1. Basic attribution methods like Integrated Gradients
2. Visualizing attributions for image classification models
3. Layer-specific attribution methods
4. Comparing different attribution techniques
5. Text model interpretability
6. A real-world application in healthcare

Understanding why models make specific predictions is becoming increasingly important, especially in high-stakes domains like healthcare, finance, and criminal justice.
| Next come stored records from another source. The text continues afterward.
PR #350, opened 2020-07-17
Improve performance of uri mask encoding and decoding

karthikbalasub:
Fixes the following issues:
Encoding:
 - Projection parameters were first encoded using default logic and then overwritten using the encoded value from URIMask encoding. Avoiding the unnecessary double encoding for projection parameters.
 - During mask creation, we iterate through the entire datamap to cleanup empty masks. Since {'a': 1 } and { 'a' : { '$*': 1} } are functionally equivalent, we can avoid the extra iteration by setting $*:1.
   This might increase the URI size slightly, but the chance of someone using array start/count with default values for both is going to be very low, so doing this optimization makes sense.
 - During encoding a string is created for each sub datamap and then appended to the parent string builder. This is avoided by passing in the string builder to encode into.
Decoding:
 - The decoding logic was poorly designed. It was deleting characters from the front of string builder. This is avoided by passing in the string param directly and checking chars using charAt.

### DIFF
--- a/data-transform/src/main/java/com/linkedin/data/transform/filter/MaskComposition.java
+++ b/data-transform/src/main/java/com/linkedin/data/transform/filter/MaskComposition.java
@@ -90,6 +90,11 @@ public class MaskComposition implements Interpreter
                          instrCtx);
           }
         }
+        // This can happen if the mask is for an array field and the merged start/count resulted in default values.
+        // Setting the wildcard mask to represent all items are included.
+        if (data.isEmpty()) {
+          data.put(FilterConstants.WILDCARD, FilterConstants.POSITIVE);
+        }
       }
     }
   }
--- a/data-transform/src/main/java/com/linkedin/data/transform/filter/MaskComposition.java
+++ b/data-transform/src/main/java/com/linkedin/data/transform/filter/MaskComposition.java
@@ -92,7 +92,8 @@ public class MaskComposition implements Interpreter
         }
         // This can happen if the mask is for an array field and the merged start/count resulted in default values.
         // Setting the wildcard mask to represent all items are included.
-        if (data.isEmpty()) {
+        if (data.isEmpty())
+        {
           data.put(FilterConstants.WILDCARD, FilterConstants.POSITIVE);
         }
       }
--- a/restli-common/src/main/java/com/linkedin/restli/internal/common/URIMaskUtil.java
+++ b/restli-common/src/main/java/com/linkedin/restli/internal/common/URIMaskUtil.java
@@ -14,19 +14,15 @@
    limitations under the License.
 */
 
-/**
- * $Id: $
- */
 package com.linkedin.restli.internal.common;
 
+import com.linkedin.data.DataMap;
 import com.linkedin.data.transform.filter.FilterConstants;
+import com.linkedin.data.transform.filter.request.MaskOperation;
+import com.linkedin.data.transform.filter.request.MaskTree;
 import java.util.ArrayDeque;
 import java.util.Deque;
 import java.util.Map;
-
-import com.linkedin.data.DataMap;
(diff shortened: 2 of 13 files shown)


data-transform/src/main/java/com/linkedin/data/transform/filter/MaskComposition.java
```diff
@@ -90,6 +90,11 @@ public void interpret(InterpreterContext instrCtx)
                          instrCtx);
           }
         }
+        // This can happen if the mask is for an array field and the merged start/count resulted in default values.
+        // Setting the wildcard mask to represent all items are included.
+        if (data.isEmpty()) {
```
BrianPin, line 95: although i like this coding style, but it seems it is not consistent with rest of the code.

BrianPin: I mean the left bracket should be in a new line

restli-common/src/main/java/com/linkedin/restli/internal/common/URIMaskUtil.java
```diff
@@ -115,137 +110,162 @@ else if (entry.getValue()
...
               }
 
-              ii++;
+              fieldIndex++;
 
               // Aggressively consume the numerical value for the range parameter as this is a special case.
-              StringBuilder rangeValue = new StringBuilder();
-              while (ii < toparse.length())
+              int rangeValue = 0;
+              while (fieldIndex < toparse.length() && nextToken == -1)
```
BrianPin, line 201: This is more like a question, `nextToken` is set when we see a comma ',',  and this while loop is condition to enter when the `nextToken` is set to `-1`. Do we design to process only the token before comma ','?

If the token list looks like "token1, token2"  then it seems this token2 is not going to be processed or I missed the fact that the use case will not happen.

restli-common/src/main/java/com/linkedin/restli/internal/common/URIMaskUtil.java
```diff
@@ -115,137 +110,162 @@ else if (entry.getValue()
...
-              + toparse + "' while traversing");
+              + toparse.substring(index) + "' while traversing");
         }
-        toparse.delete(0, 1);
+        index++;
         state = ParseState.PARSE_FIELDS;
         break;
       case DESCEND:
-        if (toparse.indexOf(":(") != 0)
+        if (toparse.charAt(index) != ':' || toparse.charAt(index + 1) != '(')
```
logancarmody, line 152: check for index out of bounds

data-transform/src/main/java/com/linkedin/data/transform/filter/MaskComposition.java
karthikbalasub: Fixed.

restli-common/src/main/java/com/linkedin/restli/internal/common/URIMaskUtil.java
karthikbalasub: This code block handles the start and count params in the projection. 
For example: $*:(c),$start:2,$count:4

We are parsing for digits after we see the field name as "$start" or "$count" (see lines 189-190). 
So we move to the next token if we see "," or ")" (valid), parse the number if we see digit (valid) and anything else is invalid.

karthikbalasub: This code block handles the start and count params in the projection. 
For example: $*:(c),$start:2,$count:4

We are parsing for digits after we see the field name as "$start" or "$count" (see lines 189-190). 
So we move to the next token if we see "," or ")" (valid), parse the number if we see digit (valid) and anything else is invalid.

PR #352, opened 2020-07-22
D2 CallTracker Long Array Tracking Optimization

rickzx:
Changes:
Separates percentile tracking from basic tracking (min/max, average, call count, std), because percentile tracking has memory efficiency issues with resizable long array.

The new LongTrackingWithPercentile class is the same as the old LongTracking class. The new LongTracking class removes percentile tracking information and is memory efficient. Users should always use LongTracking when percentile information is not essential.


pegasus-common/src/main/java/com/linkedin/common/stats/LongTracking.java
```diff
@@ -1,53 +1,13 @@
...
- * Maintain a collection of values and provide the count, average, standard deviation,
- * minimum, maximum, percentile values for the collection.
+ * Tracks count, average, standard deviation, minimum and maximum
+ * in a memory-efficient way.
  *
- * This class implementation is not synchronized. If concurrent access is required, it
- * must be synchronized externally.
+ * If percentile information is required, use {@link LongTrackingWithPercentile}.
  */
 public class LongTracking implements LongTracker
```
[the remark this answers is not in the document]
rickzx: I see. Changed LongTrackingWithPercentile back to LongTracking, changed LongTracking to SimpleLongTracking.

pegasus-common/src/main/java/com/linkedin/common/stats/LongTracking.java
```diff
@@ -1,53 +1,13 @@
-/*
-   Copyright (c) 2012 LinkedIn Corp.
```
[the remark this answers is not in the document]
rickzx: Fixed

pegasus-common/src/main/java/com/linkedin/common/stats/LongTracking.java
```diff
@@ -120,202 +33,53 @@ else if (value > _max)
...
-  }
-
-  public int getMaxCapacity()
-  {
-    return _maxCapacity;
+  @Override
+  public LongStats getStats() {
+    return new LongStats(getCount(), getAverage(), getStandardDeviation(),
+        getMinimum(), getMaximum(),
+        -1L, -1L, -1L, 1L);
```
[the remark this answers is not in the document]
rickzx: Good catch. Fixed

degrader/src/main/java/com/linkedin/util/degrader/CallTrackerImpl.java
```diff
@@ -439,13 +440,13 @@ public void trackCallWithError(long duration)
...
     private int _concurrentMax;
-    private final LongTracking _callTimeTracking;
+    private final LongTracker _callTimeTracking;
     //this map is used to store the number of specific errors that happened in one interval only
     private final Map<ErrorType, Integer> _errorTypeCounts;
 
     private Tracker()
     {
-      _callTimeTracking = new LongTracking();
+      _callTimeTracking = new LongTrackingWithPercentile();
```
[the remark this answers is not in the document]
rickzx: Logic added.

pegasus-common/src/main/java/com/linkedin/common/stats/LongTracking.java
```diff
@@ -80,22 +62,21 @@ public LongTracking(final int maxCapacity, int initialCapacity, double growthFac
     {
       growthFactor = DEFAULT_GROWTH_FACTOR;
     }
+
     _buffer = new long[initialCapacity];
     _bufferSize = initialCapacity;
     _initialCapacity = initialCapacity;
     _growthFactor = growthFactor;
     _maxCapacity = maxCapacity;
+    _simpleLongTracking = new SimpleLongTracking();
```
rachelhanhan, line 71: Wondering what's the difference between doing this and let this class extend the SimpleLongTracking.java, and use super.xxx() instead. Which one is a better option?

pegasus-common/src/main/java/com/linkedin/common/stats/SimpleLongTracking.java
```diff
@@ -0,0 +1,106 @@
+/*
+   Copyright (c) 2012 LinkedIn Corp.
```
rachelhanhan, line 2: Minor: 2020 instead

pegasus-common/src/main/java/com/linkedin/common/stats/LongTracking.java
```diff
@@ -271,51 +212,4 @@ private void grow()
     _buffer = newBuffer;
     _bufferSize = newBufferSize;
   }
-
-  private static double safeDivide(final double numerator, final double denominator)
-  {
-    return denominator != 0 ? numerator / denominator : 0;
-  }
-
-  public static class Config
```
rachelhanhan, line 280: Just want to double check with you that there is no other mps that is using config to create new instance. If not, feel free to directly drop this comment.

pegasus-common/src/main/java/com/linkedin/common/stats/LongTracking.java
rickzx: I personally prefer delegation over inheritance, because I would like to separate out the basic tracking logic from percentile tracking logic. The SimpleLongTracking instance acts just like a blackbox. I think the difference is pretty subtle here though. Feel free to share your opinion on this.

pegasus-common/src/main/java/com/linkedin/common/stats/SimpleLongTracking.java
rickzx: Fixed

pegasus-common/src/main/java/com/linkedin/common/stats/LongTracking.java
rickzx: It only occurs in a test file for LongTracking in the internal `util` mp. Please me know if this class should be added back.

rachelhanhan: That should be fine then, util test should use the util config instead of the pegasus config class.

pegasus-common/src/main/java/com/linkedin/common/stats/LongTracking.java
rachelhanhan: OK, I don't have a strong preference here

Captum provides the tools necessary to peek inside the "black box" of deep learning models and build trust in AI systems.

Additional Resources

• Official Captum Documentation
• Captum GitHub Repository
• Captum Tutorials
• Paper: Axiomatic Attribution for Deep Networks (Integrated Gradients)
• Paper: Learning Important Features Through Propagating Activation Differences (DeepLift)

Exercises

1. Try using Captum to explain predictions of a model you've already built.
2. Compare at least three different attribution methods on the same input and analyze the differences.
3. Build a simple image classifier and use Captum to create an interactive web app that shows which parts of the image influence the model's decision.
4. Apply Captum to a natural language processing task like sentiment analysis or text classification.
5. Experiment with different baselines for Integrated Gradients and observe how they affect attributions.